Task to carry out
Find every line in the records below that holds the word "kwargs", and copy each one.
** Dataset extract follows **
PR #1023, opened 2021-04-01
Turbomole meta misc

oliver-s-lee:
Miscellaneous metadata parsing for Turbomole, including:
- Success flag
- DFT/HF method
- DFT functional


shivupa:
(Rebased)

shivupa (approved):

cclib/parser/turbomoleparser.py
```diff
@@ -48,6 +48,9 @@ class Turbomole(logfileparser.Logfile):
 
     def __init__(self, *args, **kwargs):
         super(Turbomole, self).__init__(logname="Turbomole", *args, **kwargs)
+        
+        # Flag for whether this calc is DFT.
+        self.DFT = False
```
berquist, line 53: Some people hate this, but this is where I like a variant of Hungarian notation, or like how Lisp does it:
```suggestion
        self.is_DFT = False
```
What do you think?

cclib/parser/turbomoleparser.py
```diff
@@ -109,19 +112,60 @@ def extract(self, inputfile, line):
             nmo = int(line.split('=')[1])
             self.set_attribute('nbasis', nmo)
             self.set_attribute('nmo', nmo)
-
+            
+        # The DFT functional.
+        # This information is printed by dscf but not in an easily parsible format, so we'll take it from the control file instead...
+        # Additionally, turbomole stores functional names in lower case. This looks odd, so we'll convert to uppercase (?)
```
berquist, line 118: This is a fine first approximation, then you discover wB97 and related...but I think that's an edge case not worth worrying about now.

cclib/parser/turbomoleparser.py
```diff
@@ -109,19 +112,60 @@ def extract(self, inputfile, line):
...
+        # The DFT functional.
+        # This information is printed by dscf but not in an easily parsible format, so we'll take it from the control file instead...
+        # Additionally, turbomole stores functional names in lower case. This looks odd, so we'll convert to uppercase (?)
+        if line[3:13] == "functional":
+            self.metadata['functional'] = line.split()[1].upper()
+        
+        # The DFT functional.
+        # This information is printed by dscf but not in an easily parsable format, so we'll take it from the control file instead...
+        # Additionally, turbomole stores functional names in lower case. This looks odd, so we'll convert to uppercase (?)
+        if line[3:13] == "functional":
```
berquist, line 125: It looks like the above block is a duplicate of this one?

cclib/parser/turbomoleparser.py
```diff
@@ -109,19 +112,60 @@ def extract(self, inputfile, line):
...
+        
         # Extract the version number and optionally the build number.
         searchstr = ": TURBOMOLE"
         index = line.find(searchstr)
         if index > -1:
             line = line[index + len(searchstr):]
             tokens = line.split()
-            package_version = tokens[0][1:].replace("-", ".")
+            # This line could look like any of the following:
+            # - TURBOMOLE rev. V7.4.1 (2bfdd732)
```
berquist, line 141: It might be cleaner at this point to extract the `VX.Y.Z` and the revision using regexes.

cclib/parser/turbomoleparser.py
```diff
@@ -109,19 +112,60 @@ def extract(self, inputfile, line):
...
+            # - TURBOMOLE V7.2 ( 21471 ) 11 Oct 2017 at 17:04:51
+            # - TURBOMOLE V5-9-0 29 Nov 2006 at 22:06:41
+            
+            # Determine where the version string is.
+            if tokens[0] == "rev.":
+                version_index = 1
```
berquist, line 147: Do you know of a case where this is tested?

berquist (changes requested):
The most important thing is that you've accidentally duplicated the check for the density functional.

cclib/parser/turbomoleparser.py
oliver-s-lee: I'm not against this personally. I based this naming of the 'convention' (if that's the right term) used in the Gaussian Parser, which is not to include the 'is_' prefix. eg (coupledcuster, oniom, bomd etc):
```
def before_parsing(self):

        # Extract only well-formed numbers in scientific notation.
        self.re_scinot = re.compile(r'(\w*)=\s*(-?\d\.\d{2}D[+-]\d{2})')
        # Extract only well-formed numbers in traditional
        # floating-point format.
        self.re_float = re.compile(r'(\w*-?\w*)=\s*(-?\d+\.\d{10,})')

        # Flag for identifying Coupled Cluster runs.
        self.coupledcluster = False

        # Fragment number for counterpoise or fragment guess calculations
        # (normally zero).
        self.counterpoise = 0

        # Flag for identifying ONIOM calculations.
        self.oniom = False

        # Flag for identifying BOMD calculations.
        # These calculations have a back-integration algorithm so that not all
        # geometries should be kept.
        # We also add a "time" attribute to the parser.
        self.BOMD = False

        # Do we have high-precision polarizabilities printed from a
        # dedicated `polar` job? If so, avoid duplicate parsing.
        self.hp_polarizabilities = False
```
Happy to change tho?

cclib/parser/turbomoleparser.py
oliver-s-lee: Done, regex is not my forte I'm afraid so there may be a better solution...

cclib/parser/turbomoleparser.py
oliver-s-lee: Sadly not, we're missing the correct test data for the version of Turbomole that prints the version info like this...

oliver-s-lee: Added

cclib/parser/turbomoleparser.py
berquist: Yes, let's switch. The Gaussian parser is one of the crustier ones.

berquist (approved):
** End of Dataset extract **
** Dataset extract follows **
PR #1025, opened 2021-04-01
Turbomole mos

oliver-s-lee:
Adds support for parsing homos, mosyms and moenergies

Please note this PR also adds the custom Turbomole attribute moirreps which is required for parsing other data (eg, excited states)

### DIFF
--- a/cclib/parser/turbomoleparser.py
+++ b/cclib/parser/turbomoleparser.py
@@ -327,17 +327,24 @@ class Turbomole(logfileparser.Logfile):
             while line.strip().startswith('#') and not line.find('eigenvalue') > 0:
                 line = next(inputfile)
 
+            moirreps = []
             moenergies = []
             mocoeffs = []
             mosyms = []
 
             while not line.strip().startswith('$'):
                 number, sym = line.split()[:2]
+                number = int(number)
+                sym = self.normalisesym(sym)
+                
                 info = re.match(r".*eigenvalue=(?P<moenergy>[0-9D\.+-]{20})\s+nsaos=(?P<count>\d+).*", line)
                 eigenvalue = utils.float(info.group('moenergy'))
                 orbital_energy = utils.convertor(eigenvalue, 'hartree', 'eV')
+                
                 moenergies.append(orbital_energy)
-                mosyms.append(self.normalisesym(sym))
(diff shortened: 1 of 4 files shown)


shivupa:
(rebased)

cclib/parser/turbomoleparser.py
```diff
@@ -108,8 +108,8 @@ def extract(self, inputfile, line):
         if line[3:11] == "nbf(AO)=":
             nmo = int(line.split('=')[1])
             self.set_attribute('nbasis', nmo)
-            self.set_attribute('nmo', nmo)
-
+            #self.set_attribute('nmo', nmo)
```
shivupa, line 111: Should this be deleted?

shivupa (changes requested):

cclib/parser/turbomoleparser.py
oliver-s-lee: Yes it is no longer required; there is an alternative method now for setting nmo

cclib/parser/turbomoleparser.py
** End of Dataset extract **
Exercise output
     def __init__(self, *args, **kwargs):
         super(Turbomole, self).__init__(logname="Turbomole", *args, **kwargs)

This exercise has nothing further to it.